* **How to complete this task**
The records below are to be reproduced word for word.

─── Input for this task

PR #2003, opened 2022-12-20
ui: order form compacting

norwnd:
Builds on https://github.com/decred/dcrdex/pull/2002.

I think before [attempting to implement quantity-slider](https://github.com/decred/dcrdex/pull/1921#discussion_r1014318998) it's worth to take a shot at cutting limit-order size overall. Limit-order form is already pretty big, adding slider on top likely won't look/feel good.

Side by side comparison (before / after),

limit, light:

imageimage

limit, dark:

imageimage

market, light:

imageimage

market, dark:

imageimage

Here is new design in action: 

https://user-images.githubusercontent.com/112318969/208711529-8981e2cd-2af1-4e18-bda9-b951e503c83a.mp4

I think I managed to keep the overall order-form style in line with what I see on other UI forms.


client/webserver/locales/en-us.go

──────

* **Response box**
PR #2003, opened 2022-12-20
ui: order form compacting

norwnd:
Builds on https://github.com/decred/dcrdex/pull/2002.

I think before [attempting to implement quantity-slider](https://github.com/decred/dcrdex/pull/1921#discussion_r1014318998) it's worth to take a shot at cutting limit-order size overall. Limit-order form is already pretty big, adding slider on top likely won't look/feel good.

Side by side comparison (before / after),

limit, light:

imageimage

limit, dark:

imageimage

market, light:

imageimage

market, dark:

imageimage

Here is new design in action: 

https://user-images.githubusercontent.com/112318969/208711529-8981e2cd-2af1-4e18-bda9-b951e503c83a.mp4

I think I managed to keep the overall order-form style in line with what I see on other UI forms.


client/webserver/locales/en-us.go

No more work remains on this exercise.